I think you're having a case of it's always greener on the other side. You're only seeing the surface of the life your instagram-wife friends have. They endure hardships too, just of a different kind. Maybe they are currently on wifeoasis.com complaining that they should have gotten a high-paying job. Who knows. My point is, you will have regrets no matter what path you choose for your life. Accept that and make the best of it. Besides, complaining about your life will not get you a quality husband.

On another note, if it were so easy to get a rich husband by just working out like an instagram model and having a lower salary than your potential husband, why doesn't everyone do it? I'm not buying that. There were only 19.6mn or 42.2mn millionaires in the world in 2018, depending on the definition.

Array
 

guys please chill... if you refer to my original post this was the last point of many. This got taken off tangent and turned into a whole dating discussion, and I did indulge in it by airing my opinion as well, but it seems like this has just come off as me being 100% obsessed that I'm not one of these women. Frankly:

  1. If my entire end-game was to be a pretty stay-at-home wife with a husband in Big Law / IB / medicine, I have had plenty of opportunities to do so in the past, and, from the recent sample size of men who have hit on me, still have. Take my word for it if you want, or not. No pics. Not to say I'm not considering it / it's not a tempting consideration.

  2. Wrt to the family heirs, I have had a few interactions with people in that stratosphere of society, and I know darned well that I do not have the social skills or the will to play there, and have avoided it / not sought to enter it at any rate.

as for my comment on working out like an insta model, again, it is not wrt to a perceived improvement in my dating prospects but a reference to how much free time I think I would have in a 9 to 5 job. plus who doesn't like being fit?

I recognize that I have said some things that are riling up some people on this thread but that's just my personal opinions based on what I've observed. Whether you want to believe that I have an acquaintance who managed to gas light her family heir then-ex-bf (now husband) into marrying her by dating another family heir whom she then cheated on, or seen another acquaintance ingratiate herself into her big law bf's social circle and then dump him for our equivalent of a Supreme Court Judge's son, is your choice. It's just what I've seen.

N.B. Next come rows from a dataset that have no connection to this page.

PR #4303, opened 2026-06-24
fix(engine): autotap accounts for TapsForMana aura bonus (Wild Growth, Fertile Ground, Utopia Sprawl)

### LINKED ISSUE #4265: Wild Growth Autotap — Autotap doesn't consider Wild Growth or utopia sprawl style effects when calculating your mana, s…
Reported in Discord: https://discord.com/channels/1485498006781427802/1519109536420593734/1519109536420593734

**Thread:** Wild Growth Autotap
**Cards:** utopia sprawl, wild growth

## Summary
Autotap doesn't consider Wild Growth or utopia sprawl style effects when calculating your mana, so it will autopass when you can cast spells and overtap for spells when you have those cards in play.

### utopia sprawl
Enchant Forest
As this Aura enters, choose a color.
Whenever enchanted Forest is tapped for mana, its controller adds an additional one mana of the chosen color.
### wild growth
Enchant land
Whenever enchanted land is tapped for mana, its controller adds an additional {G}.

---
<sub>report_id: `discord:1519109536420593734:1519109536420593734:0` · discord: `1519109536420593734/1519109536420593734`</sub>

nickmopen:
## Summary

- `land_mana_options` previously called `scan_mana_abilities` on the land only, so a Forest enchanted by Wild Growth was planned as a `{G}` source instead of the `{G}{G}` it actually produces (CR 605.1b + CR 106.12a).
- New `taps_for_mana_aura_bonus` iterates the battlefield to find TapsForMana-triggered auras whose `valid_card` filter matches the tapped land, reusing `taps_for_mana_card_matches` — the same predicate the trigger resolver uses — so planning and firing cannot drift.
- Bonus types are folded into `atomic_combination` so the autotap planner treats the land's own mana plus the aura trigger as a single atomic event from one tap.
- `display_land_mana_pips` and `max_mana_yield` receive the same bonus so the land frame UI and X-value choosers reflect the full yield.
- Covers Wild Growth, Fertile Ground, Utopia Sprawl, Verdant Haven, and any future aura with the same `TapsForMana + AttachedTo` trigger shape.

Fixes #4265.

## Test plan

- [ ] `aura_bonus_detects_taps_for_mana_trigger_on_attached_aura` — `taps_for_mana_aura_bonus` returns `[Green]` for a Forest + Wild Growth
- [ ] `aura_bonus_empty_for_unenchanted_land` — no bonus for a bare Forest
- [ ] `land_mana_options_includes_wild_growth_aura_bonus_as_atomic_combination` — end-to-end: single option with `atomic_combination = [Green, Green]`
- [ ] `max_mana_yield_counts_wild_growth_aura_bonus` — yield goes 1 → 2 when aura is attached
- [ ] `display_pips_includes_wild_growth_aura_bonus` — pips include green after attaching aura
- [ ] CI green (`test-engine`, `clippy`)


matthewevans (changes requested):
VERDICT: request-changes

**[HIGH]** `source_could_produce_two_or_more_colors` is set from mana quantity instead of distinct color capability. Evidence: `crates/engine/src/game/mana_sources.rs:1290-1303` appends the Wild Growth bonus to `atomic_combination` and then unconditionally sets `opt.source_could_produce_two_or_more_colors = true`; `crates/engine/src/game/casting_costs.rs:6209-6210` and `crates/engine/src/game/engine.rs:6169` consume that flag for `{Z}`/two-or-more-color-source requirements. Why it matters: a Forest plus Wild Growth produces `{G}{G}`, but this PR makes it satisfy a requirement that the source could produce two or more colors. Suggested fix: compute the flag from the distinct non-colorless colors the combined source can produce, not from `combined.len()`/a non-empty aura bonus.

**[HIGH]** Opponent-controlled TapsForMana auras attached to your land are ignored by the planner. Evidence: `crates/engine/src/game/mana_sources.rs:1798-1803` skips any trigger source whose `obj.controller != controller`, even though `taps_for_mana_card_matches` at `crates/engine/src/game/trigger_matchers.rs:2752-2762` only asks whether the tapped land matches the trigger's card filter; the mana event player/controller is the land tapper, not necessarily the aura controller. Why it matters: a legal aura attached to your land can trigger when you tap that land regardless of the aura object's controller, so autotap can still undervalue or miss mana in the exact class this PR is trying to cover. Suggested fix: filter by the tapped land and trigger applicability, and resolve the produced mana for the tapping player while preserving any source-controller semantics that the trigger resolver actually uses.

**[MED]** The display-pip regression does not prove the claimed duplicate pip behavior. Evidence: `display_land_mana_pips` deduplicates through the local `push` helper at `crates/engine/src/game/mana_sources.rs:473-478`, the aura bonus path also uses that helper at `crates/engine/src/game/mana_sources.rs:655-663`, and the new test at `crates/engine/src/game/mana_sources.rs:3439-3447` only asserts `contains(Green)`. Why it matters: the test passes even if the Forest + Wild Growth frame still shows one green pip, contradicting the PR's stated UI/value claim. Suggested fix: decide whether duplicate same-color pips are part of the display contract; if yes, stop deduping that path and assert the exact two-pip vector, otherwise remove the claim.

matthewevans (changes requested):
VERDICT: request-changes

The prior Matt/Gemini blockers are addressed on this head: the two-or-more-colors flag is now distinct-color based, opponent-controlled attached auras are no longer filtered out, and the duplicate-pip display path/test now proves two same-color pips.

**[HIGH]** Fertile Ground-style `AnyOneColor` aura bonuses are collapsed to a fixed first color before being folded into the land's atomic output. Evidence: `crates/engine/src/game/mana_sources.rs:1837-1841` calls `effects::mana::resolve_mana_types` on each attached `TapsForMana` aura, then `crates/engine/src/game/mana_sources.rs:1292-1314` appends that concrete `Vec<ManaType>` to every `atomic_combination`; but `crates/engine/src/game/effects/mana.rs:431-440` resolves `ManaProduction::AnyOneColor` by taking `color_options.first()`. `ManaProduction::AnyOneColor` is the typed shape for Fertile Ground's "one mana of any color" class (`crates/engine/src/types/ability.rs:1272-1279`), while the new tests only construct `ManaProduction::Fixed` Wild Growth-style auras at `crates/engine/src/game/mana_sources.rs:3288-3315`. Why it matters: a Forest with Fertile Ground should support `{G}` plus one chosen color, but this planner/display path records it as a fixed first-color bonus, so it can miss payable costs in other colors while claiming the PR covers Fertile Ground. Suggested fix: preserve the aura bonus choice shape in the mana source option model, or expand `land_mana_options` into per-choice atomic options for `AnyOneColor`/chosen-color bonuses, and add a Fertile Ground regression that pays a non-first bonus color through the autotap/castability path.

crates/engine/src/game/mana_sources.rs
```diff
@@ -1262,6 +1306,53 @@ fn land_mana_options(
...
+    // Each aura fires atomically with the land's tap — so we extend each
+    // option's `atomic_combination` rather than adding a second option (which
+    // would let the planner double-tap the same land).
+    //
+    // For Fixed auras (Wild Growth: {G}): one bonus type → no fan-out, same
+    // number of options.
+    // For AnyOneColor auras (Fertile Ground: any color): N bonus choices →
+    // fan-out into N options per base option, one per reachable color, so the
+    // planner can pick whichever color satisfies the pending cost.
+    for aura_choices in taps_for_mana_aura_bonus(state, object_id, controller) {
```
matthewevans: This now creates the right planner rows for `AnyOneColor` aura bonuses, but I don't see the selected bonus color carried into actual resolution. For basic-land fallback, `auto_tap_mana_sources_inner` still produces only `option.mana_type` for the land and emits `TappedForMana`; `resolve_tap_mana_triggers_inline` then resolves the aura trigger without a `ProductionOverride`, so `AnyOneColor` defaults to its first listed color. A production-path regression should prove that a non-first Fertile Ground bonus color is actually produced/spent, or the selected aura choice needs to be threaded through trigger resolution.

matthewevans (changes requested):
Thanks for the follow-up. The previous helper-level issues look addressed: the aura controller filtering is gone, `{G}+{G}` no longer gets the two-or-more-colors flag, display pips now preserve the fixed aura bonus, and `land_mana_options` now fans out Fertile Ground-style `AnyOneColor` choices.

I still can’t approve this head because the fan-out appears to stop at the planner row. The actual auto-tap path still taps the basic-land fallback for the land’s own mana, emits `TappedForMana`, and then resolves the aura’s `TapsForMana` triggered mana ability independently. That triggered ability is resolved without a `ProductionOverride`, so `AnyOneColor` falls back to its first listed color. This is exactly why the prior request asked for a Fertile Ground regression through the auto-tap/castability/payment path, not only helper/option coverage.

Please either thread the selected aura bonus color through the inline `TapsForMana` trigger resolution, or add production-path coverage that proves a non-first Fertile Ground bonus color is actually produced and spent by auto-tap/castability. As written, the planner can advertise a `{G}{U}` option while the resolver can still add `{G}` plus the default first color instead.

matthewevans (approved):
VERDICT: approve

Re-reviewed current head `80e8f47005fe5fb9df0497316779163fe68d65e6` after the latest substantive follow-up.

The prior Gemini/Matt blockers are addressed:
- `source_could_produce_two_or_more_colors` is now based on distinct colors in the combined output, so `{G}+{G}` no longer satisfies two-or-more-color-source requirements.
- Opponent-controlled attached `TapsForMana` auras are no longer filtered out before the shared `taps_for_mana_card_matches` check.
- Fixed aura display pips bypass the dedup path and the test now proves duplicate same-color pips.
- Fertile Ground-style `AnyOneColor` bonuses fan out into per-choice planner rows and now carry the selected bonus color through `pending_taps_for_mana_overrides` into inline `TapsForMana` resolution.

The new production-path regression exercises the exact prior failure: Forest + Fertile Ground paying `{G}{U}` produces the non-first `{U}` bonus rather than defaulting to the first listed color. Exact-head CI is green and the repush guard held.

For the record, I'm not close friends with the women mentioned above either. We have mutual friends and occasionally hung out and it's interesting to see what they get up to, but I don't get involved.

Peace everyone. Will not be replying further on these two topics

 

Well as a fairly good-looking and funny Asian guy (yes w do exist?), dating in the US in general can be frustrating. American girls do not seem to be interested in Asian guys that much. I mean Caucasian girls since I did date this Hispanic girl during college for a little while. I think it is because of the Asian guy prototype that American girls just do not like us? I have had some traveling experience in Europe and some European women I've talked to (from both developing and developed countries,) are not against the possiblity of dating Asian guys.

Persistency is Key
 

Have you ever considered your own race lol.

A lot of Asian women also do end up preferring Asian men to settle down with, so theoretically it shouldn’t be that bad for you. Yes you might see one hanging off the arm of a Caucasian guy a little too often in the US, but I’d wager that most of the better looking, well educated Asian women would have a deep-rooted preference for Asian men, especially those that were from HK / SG / Korea / Japan (I’m assuming you’re East Asian)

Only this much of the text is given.